🤖 AI Summary
Existing skeleton-based gait recognition methods suffer from degraded performance under appearance variations—such as carrying objects or wearing coats—due to insufficient explicit modeling of motion dynamics. To address this, this work proposes a plug-and-play Wavelet Feature Stream that, for the first time, incorporates the Continuous Wavelet Transform (CWT) into skeleton sequence modeling. The approach converts joint velocities into multi-scale time-frequency representations and employs a lightweight multi-scale CNN to extract dynamic cues, which are then fused with features from the backbone network. Notably, this method requires neither architectural modifications to the backbone nor additional supervision, yet significantly enhances robustness under covariate shift. When integrated with strong backbones such as GaitMixer, it achieves state-of-the-art performance on the CASIA-B dataset, with particularly pronounced gains in challenging scenarios like BG (Backpack) and CL (Coat).
📝 Abstract
Skeleton-based gait recognizers excel at modeling spatial configurations but often underuse explicit motion dynamics that are crucial under appearance changes. We introduce a plug-and-play Wavelet Feature Stream that augments any skeleton backbone with time-frequency dynamics of joint velocities.
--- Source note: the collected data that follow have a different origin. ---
PR #3722, opened 2025-07-13
rename UDPEstablished to UDPUnconnected

stek29:
I've spent some time debugging issues with UDP forwarding and got sidetracked because of this constant, so I decieded to submit this PR suggesting to change it

there's no "established" for the UDP, and 0x7 is usually called UNCONN in tools like net-tools or ss

strictly speaking there's no "unconnected" constant in the kernel either, but it's a well known way to call it.

this might be a matter of taste, so please feel free to close this PR if you disagree

### DIFF
--- a/pkg/guestagent/procnettcp/procnettcp.go
+++ b/pkg/guestagent/procnettcp/procnettcp.go
@@ -31,7 +31,7 @@ type State = int
 const (
 	TCPEstablished State = 0x1
 	TCPListen      State = 0xA
-	UDPEstablished State = 0x7
+	UDPUnconnected State = 0x7
 )
 
 type Entry struct {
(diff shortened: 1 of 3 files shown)


stek29:
the QEMU linux host seems to be flaky, since each time a different port has failed there

on the vz — I'm not sure what exactly the issue is there

pkg/guestagent/procnettcp/procnettcp.go
```diff
@@ -31,7 +31,9 @@ type State = int
 const (
 	TCPEstablished State = 0x1
 	TCPListen      State = 0xA
-	UDPEstablished State = 0x7
+	UDPUnconnected State = 0x7
+	// Deprecated: Use UDPUnconnected directly instead.
+	UDPEstablished State = UDPUnconnected
```
AkihiroSuda: You can just remove this without the grace period for depreciation

stek29: @AkihiroSuda done

PR #3746, opened 2025-07-17
Fix: Pass `SSHLocalPort` as an option to configure driver

### LINKED ISSUE #3703: SSHLocalPort as a parameter, and not in instance
Why do we still need sshLocalPort as a parameter, and not just instance? Is that for the obsolete 60022

Eventually I wanted to refactor it into host and port (and not hardcode localhost), but that's a separate topic

_Originally posted by @afbjorklund in https://github.com/lima-vm/lima/issues/3691#issuecomment-3046362610_

unsuman:
This pull request refactors the configuration mechanism for drivers in the `pkg/driver` package, replacing the previous method of passing individual parameters with a more flexible options-based approach. The changes introduce a new `Options` struct and `ConfigOption` type, enabling dynamic configuration and improving code maintainability and extensibility.

Closes #3703


pkg/driver/driver.go
```diff
@@ -79,18 +81,78 @@ type Driver interface {
 
 	Info() Info
 
-	// SetConfig sets the configuration for the instance.
-	Configure(inst *store.Instance, sshLocalPort int) *ConfiguredDriver
+	// Configure sets the configuration for the instance.
+	Configure(opts ...ConfigOption) *ConfiguredDriver
```
afbjorklund: I think we want to keep the instance, since that will always be there.

Configure(inst *store.Instance, opts ...ConfigOption) *ConfiguredDriver

afbjorklund (changes requested):
I only meant to wrap the "int" second parameter in a struct

pkg/driver/external/driver.proto
```diff
@@ -41,8 +41,7 @@ message StartResponse {
 }
 
 message SetConfigRequest {
-  bytes instance_config_json = 1;
-  int64 ssh_local_port = 3;
+  bytes config_opts = 1;
```
afbjorklund: might have to decide on a transport here

pkg/driver/external/driver.proto
```diff
@@ -41,8 +41,7 @@ message StartResponse {
 }
 
 message SetConfigRequest {
-  bytes instance_config_json = 1;
```
afbjorklund, line 44: this one should remain, I think?

pkg/driver/external/driver.proto
```diff
@@ -42,7 +42,7 @@ message StartResponse {
 
 message SetConfigRequest {
   bytes instance_config_json = 1;
-  int64 ssh_local_port = 3;
+  bytes config_opts = 2;
```
AkihiroSuda: Why do we need two jsons ?
Can't we just set the SSH port in the `instance_config_json` ?

unsuman: Do you mean to set it in `Instance.SSHLocalPort`?

AkihiroSuda: Yes

unsuman: Then, is there a need for a ConfigOption?

AkihiroSuda: Probably no

afbjorklund: I thought the lima.yaml (config) said "0" for the port, and then the other parameter passed the current random port?

But if we edit the instance  config in the store each time, then we don't need any runtime parameters

AkihiroSuda (approved):
Thanks

afbjorklund:
I don't understand how it separates the fixed port, versus the dynamic port?
Wouldn't the new instance config now choose the same port every time?

Or are we relying on that it is only changed while loading the yaml, not on disk?
I guess it is not fundamentally different from any other FillDefaults etc

afbjorklund (approved):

Concretely, per-joint velocity sequences are transformed by the continuous wavelet transform (CWT) into multi-scale scalograms, from which a lightweight multi-scale CNN learns discriminative dynamic cues. The resulting descriptor is fused with the backbone representation for classification, requiring no changes to the backbone architecture or additional supervision. Across CASIA-B, the proposed stream delivers consistent gains on strong skeleton backbones (e.g., GaitMixer, GaitFormer, GaitGraph) and establishes a new skeleton-based state of the art when attached to GaitMixer. The improvements are especially pronounced under covariate shifts such as carrying bags (BG) and wearing coats (CL), highlighting the complementarity of explicit time-frequency modeling and standard spatio-temporal encoders.